### [SUPPLIED DATA]
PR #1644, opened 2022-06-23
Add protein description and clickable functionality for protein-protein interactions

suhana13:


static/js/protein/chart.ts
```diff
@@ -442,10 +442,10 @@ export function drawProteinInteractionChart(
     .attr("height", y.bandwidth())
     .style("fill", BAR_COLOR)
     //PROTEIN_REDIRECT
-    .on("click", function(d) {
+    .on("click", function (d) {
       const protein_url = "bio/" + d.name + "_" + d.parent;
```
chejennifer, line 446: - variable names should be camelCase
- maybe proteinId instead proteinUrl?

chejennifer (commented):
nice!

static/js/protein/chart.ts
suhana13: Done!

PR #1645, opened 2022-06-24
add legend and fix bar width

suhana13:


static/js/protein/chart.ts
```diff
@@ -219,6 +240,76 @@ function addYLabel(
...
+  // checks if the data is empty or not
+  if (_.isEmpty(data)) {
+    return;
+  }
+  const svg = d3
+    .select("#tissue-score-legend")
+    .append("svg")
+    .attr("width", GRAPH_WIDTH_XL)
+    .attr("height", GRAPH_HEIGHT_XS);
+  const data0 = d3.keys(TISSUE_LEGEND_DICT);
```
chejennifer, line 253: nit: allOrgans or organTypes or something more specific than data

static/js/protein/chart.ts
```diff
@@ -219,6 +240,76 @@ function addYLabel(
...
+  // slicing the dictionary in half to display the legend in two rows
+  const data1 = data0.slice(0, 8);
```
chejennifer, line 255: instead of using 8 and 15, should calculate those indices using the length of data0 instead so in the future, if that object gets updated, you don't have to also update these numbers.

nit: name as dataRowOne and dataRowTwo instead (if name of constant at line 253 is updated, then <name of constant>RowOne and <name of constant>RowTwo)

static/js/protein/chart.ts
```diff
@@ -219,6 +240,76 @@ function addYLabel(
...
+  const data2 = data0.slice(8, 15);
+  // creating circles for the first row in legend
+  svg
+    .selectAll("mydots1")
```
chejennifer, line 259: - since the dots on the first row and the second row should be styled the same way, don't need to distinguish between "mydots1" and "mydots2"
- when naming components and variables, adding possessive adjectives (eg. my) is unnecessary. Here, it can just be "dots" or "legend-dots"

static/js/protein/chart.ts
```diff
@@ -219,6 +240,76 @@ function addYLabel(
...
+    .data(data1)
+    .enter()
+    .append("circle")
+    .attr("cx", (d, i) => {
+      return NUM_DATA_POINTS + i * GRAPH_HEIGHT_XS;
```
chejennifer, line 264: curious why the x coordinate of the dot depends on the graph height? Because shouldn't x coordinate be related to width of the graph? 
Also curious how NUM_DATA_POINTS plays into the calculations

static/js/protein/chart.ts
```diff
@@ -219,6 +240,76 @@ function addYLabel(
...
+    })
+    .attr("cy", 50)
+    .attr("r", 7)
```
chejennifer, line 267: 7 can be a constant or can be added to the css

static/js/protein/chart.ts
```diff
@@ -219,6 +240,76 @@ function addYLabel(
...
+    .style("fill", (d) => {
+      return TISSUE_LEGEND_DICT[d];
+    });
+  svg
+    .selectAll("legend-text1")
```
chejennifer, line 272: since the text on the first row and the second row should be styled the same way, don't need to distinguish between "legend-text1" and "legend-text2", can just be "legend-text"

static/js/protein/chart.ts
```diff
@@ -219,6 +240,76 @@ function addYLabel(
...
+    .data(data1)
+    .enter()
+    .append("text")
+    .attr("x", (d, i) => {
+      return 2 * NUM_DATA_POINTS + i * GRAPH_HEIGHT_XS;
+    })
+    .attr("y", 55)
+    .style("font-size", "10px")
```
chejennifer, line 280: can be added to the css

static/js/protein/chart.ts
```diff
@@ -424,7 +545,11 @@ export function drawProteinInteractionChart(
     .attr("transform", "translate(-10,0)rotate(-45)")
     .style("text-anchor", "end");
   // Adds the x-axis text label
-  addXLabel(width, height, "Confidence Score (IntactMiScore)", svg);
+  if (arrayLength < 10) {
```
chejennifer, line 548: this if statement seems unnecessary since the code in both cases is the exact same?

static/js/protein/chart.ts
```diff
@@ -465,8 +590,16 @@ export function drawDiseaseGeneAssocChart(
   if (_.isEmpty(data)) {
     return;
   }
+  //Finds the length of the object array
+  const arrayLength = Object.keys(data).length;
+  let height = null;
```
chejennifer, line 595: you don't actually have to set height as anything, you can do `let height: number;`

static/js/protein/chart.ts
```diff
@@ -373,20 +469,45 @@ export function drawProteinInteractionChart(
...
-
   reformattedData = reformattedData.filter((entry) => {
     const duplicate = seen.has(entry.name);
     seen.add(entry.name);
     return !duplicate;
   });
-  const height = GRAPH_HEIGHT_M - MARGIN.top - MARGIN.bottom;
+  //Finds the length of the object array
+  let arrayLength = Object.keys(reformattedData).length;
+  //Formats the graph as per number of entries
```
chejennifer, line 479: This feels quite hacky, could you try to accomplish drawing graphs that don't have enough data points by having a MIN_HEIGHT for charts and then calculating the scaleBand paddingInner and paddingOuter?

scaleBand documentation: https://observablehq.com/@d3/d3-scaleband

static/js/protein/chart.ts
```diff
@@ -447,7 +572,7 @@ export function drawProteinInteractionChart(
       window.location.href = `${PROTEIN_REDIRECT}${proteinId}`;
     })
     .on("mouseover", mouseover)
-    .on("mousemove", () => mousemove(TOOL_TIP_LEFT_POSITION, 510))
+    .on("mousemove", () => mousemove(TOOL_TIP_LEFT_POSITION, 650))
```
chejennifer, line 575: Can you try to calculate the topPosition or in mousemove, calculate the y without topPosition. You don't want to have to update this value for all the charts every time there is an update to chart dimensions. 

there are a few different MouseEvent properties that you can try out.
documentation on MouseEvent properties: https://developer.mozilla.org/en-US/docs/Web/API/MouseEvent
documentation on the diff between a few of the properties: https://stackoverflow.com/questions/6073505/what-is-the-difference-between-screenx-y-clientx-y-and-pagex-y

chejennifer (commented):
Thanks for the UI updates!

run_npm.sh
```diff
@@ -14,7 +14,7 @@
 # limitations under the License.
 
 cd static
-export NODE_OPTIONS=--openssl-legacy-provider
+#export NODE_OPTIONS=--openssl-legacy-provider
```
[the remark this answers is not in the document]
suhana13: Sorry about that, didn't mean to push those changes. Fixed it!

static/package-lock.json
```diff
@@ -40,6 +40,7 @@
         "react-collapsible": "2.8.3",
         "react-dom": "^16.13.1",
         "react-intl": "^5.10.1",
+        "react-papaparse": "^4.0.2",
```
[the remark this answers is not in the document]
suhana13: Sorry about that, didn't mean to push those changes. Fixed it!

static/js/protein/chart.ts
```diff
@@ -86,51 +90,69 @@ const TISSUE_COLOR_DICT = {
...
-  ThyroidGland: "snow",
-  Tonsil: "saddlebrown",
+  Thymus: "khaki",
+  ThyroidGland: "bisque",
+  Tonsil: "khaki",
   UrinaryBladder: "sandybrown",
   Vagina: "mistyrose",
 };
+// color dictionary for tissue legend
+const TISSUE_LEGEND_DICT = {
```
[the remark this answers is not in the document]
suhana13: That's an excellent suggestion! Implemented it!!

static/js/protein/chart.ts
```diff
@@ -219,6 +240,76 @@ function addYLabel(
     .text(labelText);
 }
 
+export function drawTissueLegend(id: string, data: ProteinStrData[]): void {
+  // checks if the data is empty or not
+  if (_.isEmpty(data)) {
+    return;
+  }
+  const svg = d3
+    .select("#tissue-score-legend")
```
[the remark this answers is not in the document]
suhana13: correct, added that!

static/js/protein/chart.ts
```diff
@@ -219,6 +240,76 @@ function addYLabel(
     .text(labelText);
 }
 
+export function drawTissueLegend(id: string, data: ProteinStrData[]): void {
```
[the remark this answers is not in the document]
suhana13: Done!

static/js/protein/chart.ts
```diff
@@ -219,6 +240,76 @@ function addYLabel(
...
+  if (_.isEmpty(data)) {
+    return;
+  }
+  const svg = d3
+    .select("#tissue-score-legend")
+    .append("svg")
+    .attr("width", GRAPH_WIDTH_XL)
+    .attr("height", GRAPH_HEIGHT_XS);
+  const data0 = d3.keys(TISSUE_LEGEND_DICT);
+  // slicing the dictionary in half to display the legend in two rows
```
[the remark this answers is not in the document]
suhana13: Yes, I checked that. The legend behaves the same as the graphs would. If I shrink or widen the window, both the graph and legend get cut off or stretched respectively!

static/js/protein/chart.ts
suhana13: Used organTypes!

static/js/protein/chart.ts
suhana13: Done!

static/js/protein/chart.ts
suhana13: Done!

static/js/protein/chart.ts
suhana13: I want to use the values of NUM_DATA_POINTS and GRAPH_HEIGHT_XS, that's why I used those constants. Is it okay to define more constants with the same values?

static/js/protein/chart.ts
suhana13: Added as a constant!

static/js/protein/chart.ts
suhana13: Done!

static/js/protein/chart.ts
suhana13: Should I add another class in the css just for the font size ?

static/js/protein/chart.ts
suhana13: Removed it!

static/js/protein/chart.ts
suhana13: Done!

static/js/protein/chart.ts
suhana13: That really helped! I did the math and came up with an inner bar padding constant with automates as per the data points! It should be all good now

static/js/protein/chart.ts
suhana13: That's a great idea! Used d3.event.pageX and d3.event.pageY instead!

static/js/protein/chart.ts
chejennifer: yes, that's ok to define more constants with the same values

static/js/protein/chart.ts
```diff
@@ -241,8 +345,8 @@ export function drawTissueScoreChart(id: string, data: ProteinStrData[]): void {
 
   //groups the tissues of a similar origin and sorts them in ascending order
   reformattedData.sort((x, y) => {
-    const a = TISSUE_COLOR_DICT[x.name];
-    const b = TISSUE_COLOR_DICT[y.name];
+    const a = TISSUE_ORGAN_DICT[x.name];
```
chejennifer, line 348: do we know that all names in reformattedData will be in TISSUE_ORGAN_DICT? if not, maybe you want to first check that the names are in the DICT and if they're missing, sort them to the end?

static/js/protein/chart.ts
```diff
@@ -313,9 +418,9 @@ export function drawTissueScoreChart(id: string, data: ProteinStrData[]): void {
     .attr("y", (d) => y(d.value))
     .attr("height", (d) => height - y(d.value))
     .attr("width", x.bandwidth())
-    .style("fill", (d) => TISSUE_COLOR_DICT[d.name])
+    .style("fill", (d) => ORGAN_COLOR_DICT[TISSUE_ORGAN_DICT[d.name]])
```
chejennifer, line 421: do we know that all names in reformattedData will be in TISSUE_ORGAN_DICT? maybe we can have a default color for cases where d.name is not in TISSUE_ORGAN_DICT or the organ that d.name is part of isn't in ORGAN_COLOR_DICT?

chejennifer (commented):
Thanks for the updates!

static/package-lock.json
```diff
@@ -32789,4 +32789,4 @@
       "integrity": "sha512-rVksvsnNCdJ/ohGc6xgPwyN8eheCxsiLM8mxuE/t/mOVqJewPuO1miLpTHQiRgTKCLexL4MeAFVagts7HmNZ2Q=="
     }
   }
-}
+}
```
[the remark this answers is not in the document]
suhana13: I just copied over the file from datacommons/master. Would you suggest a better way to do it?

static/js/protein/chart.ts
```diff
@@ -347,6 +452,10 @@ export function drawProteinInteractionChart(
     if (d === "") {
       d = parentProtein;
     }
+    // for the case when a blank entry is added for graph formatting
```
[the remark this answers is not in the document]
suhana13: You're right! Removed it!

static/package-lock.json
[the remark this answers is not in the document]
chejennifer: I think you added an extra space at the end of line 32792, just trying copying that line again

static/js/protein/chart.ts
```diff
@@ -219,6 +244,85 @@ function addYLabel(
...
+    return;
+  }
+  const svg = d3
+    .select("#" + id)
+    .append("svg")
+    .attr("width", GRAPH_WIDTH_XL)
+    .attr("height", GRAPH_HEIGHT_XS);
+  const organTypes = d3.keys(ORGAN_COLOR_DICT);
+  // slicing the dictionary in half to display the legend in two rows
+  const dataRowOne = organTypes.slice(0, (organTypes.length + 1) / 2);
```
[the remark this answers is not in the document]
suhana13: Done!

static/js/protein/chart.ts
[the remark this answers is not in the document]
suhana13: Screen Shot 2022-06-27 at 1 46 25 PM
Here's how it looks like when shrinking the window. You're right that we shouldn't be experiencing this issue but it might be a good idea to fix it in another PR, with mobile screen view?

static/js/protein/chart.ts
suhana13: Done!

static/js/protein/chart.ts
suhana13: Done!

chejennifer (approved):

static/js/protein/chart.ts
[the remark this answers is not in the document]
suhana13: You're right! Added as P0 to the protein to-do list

### [TRY IT]
Note each line above that holds "organTypes", then copy all of them.

### [FINAL ANSWER]
chejennifer, line 253: nit: allOrgans or organTypes or something more specific than data
suhana13: Used organTypes!
+  const organTypes = d3.keys(ORGAN_COLOR_DICT);
+  const dataRowOne = organTypes.slice(0, (organTypes.length + 1) / 2);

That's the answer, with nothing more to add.